Editing and Cover Art are vital to any book’s success and they are worth paying for. Yeah, $6k for editing may be high, however, cost depends on how much work the edit represents; word count, genre, level of edit expected, degree of interaction the editor offers, and so on make a big difference in the cost. Also the editor’s rep and hourly rate have a price. In-demand, well-regarded, and/or award-winning editors charge more for their time.

My editing prices start around $2.5K for developmental edit on 90-120K genre fiction manuscripts. Longer books, Coaching, Non-Fiction, line-edit, and Technical editing cost more. I don’t do Copyedit or final proof. Those are specialized skill sets and they should be performed by someone other than the author or dev/line editor, if possible (it helps to have new eyes on a project at that point, among other reasons.)

I  will occasionally do “single pass crits,” which are super-light and get the client a short—usually bullet-point—crit letter to work from, but I still have to charge $800 for my time, because it takes most of a week to read 90-100K and write up the notes (plus my bookkeeping/invoicing). I try not to do a lot of these, since they take more hours than I charge for, and I bill at less than half my normal rate.

If the writer’s new to the self-pub systems, getting some help on formatting can also be worth some cash first time through (or trading services with another writer who’s more experienced). This is also something I don’t do, and which writers should not expect from a freelance editor.

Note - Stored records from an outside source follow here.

PR #17866, opened 2026-03-09
[UI] Resolve exhaustive-deps warnings and safely manage component

ashwanisingh011:
Description
Fixes react-hooks/exhaustive-deps warnings in 3 UI components while carefully preserving component state lifecycles.

ConfirmationModal.tsx: Refactored to use derived state for context filtering. This resolves the lint warning at the source and prevents background Redux updates from causing unnecessary side effects, without needing to use eslint-disable.

DashboardMeshModelGraph.tsx: Safely included the router dependency in the useMemo hook.

CodeMirror.tsx: Cleaned up the dependency array by removing unused options.


ashwanisingh011:
Just a heads up: the failing eslint-check CI is an upstream issue in provider-ui, completely unrelated to these ui/ changes.

For whoever fixes it, I did some quick debugging and found two bugs over there:

The pipeline dynamically pulls ESLint v10 (which breaks the Next.js patch).

Pinning to v8 reveals a config typo: TypeError: Could not find "no-unassigned-vars".

I kept this PR strictly scoped to the React fixes to avoid scope creep. Let me know if I should open a separate issue for the CI!

ui/components/CodeMirror.tsx
```diff
@@ -120,7 +120,7 @@ const CodeMirror = ({
     }
 
     return editorExtensions;
-  }, [options.lineWrapping, options.lint, options.mode, options.readOnly]);
+  }, [options.lineWrapping, options.lint, options.mode]);
```
aabidsofi19, line 123: why is this changed ? . this is not reflective of pr title

aabidsofi19 (changes requested):

ui/components/CodeMirror.tsx
ashwanisingh011: Hey @aabidsofi19! Thanks for the review.

The reason I changed this line is directly related to the react-hooks/exhaustive-deps rule. That rule flags both missing dependencies AND unnecessary/unused dependencies.

In this hook, options.readOnly was listed inside the dependency array, but it isn't actually being used anywhere inside the hook's logic block. To resolve the exhaustive-deps warning for this specific file, I removed the unused variable from the array.

However, if you would prefer I keep this PR strictly scoped to the usePrevious hook files, I am more than happy to revert this specific file! Just let me know what works best for you.

ui/components/ConfirmationModal.tsx
aabidsofi19: are we using the sistent modal here . it should be doing the statemanagement internally

aabidsofi19 (changes requested):

ui/components/ConfirmationModal.tsx
ashwanisingh011: You are completely right—the Sistent <Modal> handles its own lifecycle.
I have removed the usePrevious hook and the useEffect blocks that were manually syncing the props to local state.

Ready for another look!

leecalcote (commented):
Good refactor of `ConfirmationModal.tsx` — replacing `useEffect` + `useState` pairs with derived state (`isDisabled` computed directly, `filteredContexts` derived from `searchQuery`) is the React-idiomatic approach. This eliminates the stale-state bugs that come from syncing Redux state into local state via effects. The `CodeMirror.tsx` change (removing unused `options.readOnly` from deps) and the lint suppression comment in `ConfirmationModal` for intentionally omitted deps are both well-reasoned. Address the reviewer's change requests and this should be a net improvement in component reliability.

ashwanisingh011:
@aabidsofi19 Just a quick ping! I've refactored ConfirmationModal to use the Sistent internal state as you suggested, and resolved the comment threads. Let me know if everything looks good to go now so we can get this unblocked!

ui/components/ConfirmationModal.tsx
```diff
@@ -140,23 +140,19 @@ function ConfirmationMsg(props) {
...
+
   const { notify } = useNotification();
   const { selectedK8sContexts } = useSelector((state) => state.ui);
   const { k8sConfig: k8scontext } = useSelector((state) => state.ui);
-
-  let isDisabled =
-    typeof selectedK8sContexts.length === 'undefined' || selectedK8sContexts.length === 0;
   const dispatch = useDispatch();
-  useEffect(() => {
-    setTabVal(tab);
```
rishiraj38, line 154: I believe this was resetting the tab whenever the modal reopens. Without it, the tab value is only set once on mount — if the parent reopens the modal with a different tab prop, the stale tab will be displayed.

ashwanisingh011: Hey @rishiraj38, thanks for the review! I've added the useEffect back in to sync the local tabVal whenever the modal opens or the tab prop changes.

rishiraj38:
@ashwanisingh011 Every thing looks good to me one minor thing your PR description mentions adding eslint-disable comments, but I don't see any.

ashwanisingh011:
You're absolutely right, @rishiraj38! My original description was outdated.

Initially, I planned to use eslint-disable, but I ended up refactoring ConfirmationModal.tsx to use derived state instead (as Lee noted in his review). This fixed the exhaustive-deps warning at the source, making the inline comments unnecessary.

I've just updated the PR description to accurately reflect the final code. Let me know if that clears it up!

ui/components/ConfirmationModal.tsx
saurabhraghuvanshii, line 1: @ashwanisingh011  can you please address these warnings!!

ui/components/Dashboard/charts/DashboardMeshModelGraph.tsx
```diff
@@ -65,7 +65,7 @@ function MeshModelContructs() {
         },
       },
     }),
-    [data],
+    [data, router],
```
saurabhraghuvanshii: @ashwanisingh011  why router in DA?

ui/components/Dashboard/charts/DashboardMeshModelGraph.tsx
```diff
@@ -152,7 +152,7 @@ function MeshModelCategories() {
         show: false,
       },
     }),
-    [cleanedData],
+    [cleanedData, router],
```
saurabhraghuvanshii, line 155: @ashwanisingh011  same here

saurabhraghuvanshii (changes requested):

ui/components/ConfirmationModal.tsx
```diff
@@ -511,13 +502,12 @@ export const SelectDeploymentTarget_ = ({ k8scontext, selectedK8sContexts }) =>
         onChange={(event) => searchContexts(event.target.value)}
```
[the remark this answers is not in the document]
saurabhraghuvanshii: @ashwanisingh011  can you take a look here.

ui/components/ConfirmationModal.tsx
```diff
@@ -18,11 +18,12 @@ import {
   ModalBody,
   useTheme,
   Search,
+  alpha,
 } from '@sistent/sistent';
 import { errorHandlerGenerator, successHandlerGenerator } from '../utils/helpers/common';
 import { useLazyPingKubernetesQuery } from '@/rtk-query/connection';
 import { getK8sConfigIdsFromK8sConfig } from '../utils/multi-ctx';
-import { useEffect, useState } from 'react';
+import { useState, useEffect } from 'react';
```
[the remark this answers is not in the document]
saurabhraghuvanshii: @ashwanisingh011  same you're using useMemo but I haven't see import. Please address this.

ashwanisingh011:
@saurabhraghuvanshii / @gemini-code-assist[bot] - All set!

DashboardMeshModelGraph.tsx: Removed router to prevent unnecessary recalculations on route changes. Replaced the data array literal with primitive count variables for the dependency array to ensure referential equality, and scoped the data variable inside the memoized function.

ConfirmationModal.tsx: Refactored to use derived state (useMemo) for context filtering, resolving the exhaustive-deps warning at the source while preserving component state lifecycles. Also fixed the search bug in SelectDeploymentTarget_ to ensure it renders the filtered list properly.

saurabhraghuvanshii (dismissed):

PR #17896, opened 2026-03-11
fix(server): enable greedy search in GetAllMeshmodelRelationships handler

### LINKED ISSUE #17895: [bug] Search parameter ignored in GetAllMeshmodelRelationships API endpoint
## Description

If a writer doesn’t have the money for some services, they’ll have to settle for something less than their ideal. Shopping around and being willing to spend less on some things, and do more themself is necessary. If you consider yourself an Indie Writer, you are also, effectively, an Indie Publisher, and that comes with all the hats. You either wear them all, with varying degrees of success, or you farm some out. Editing is worth paying for, whether you pay in cash or with an exchange of services with another member of the Writing/Editing community. I don’t say this just because I’m an editor as well as a writer, and I want your money; I know first-hand that I’m a great editor when I’m working for someone else, and a bit blind to my own writing faults when working for myself. YMMV.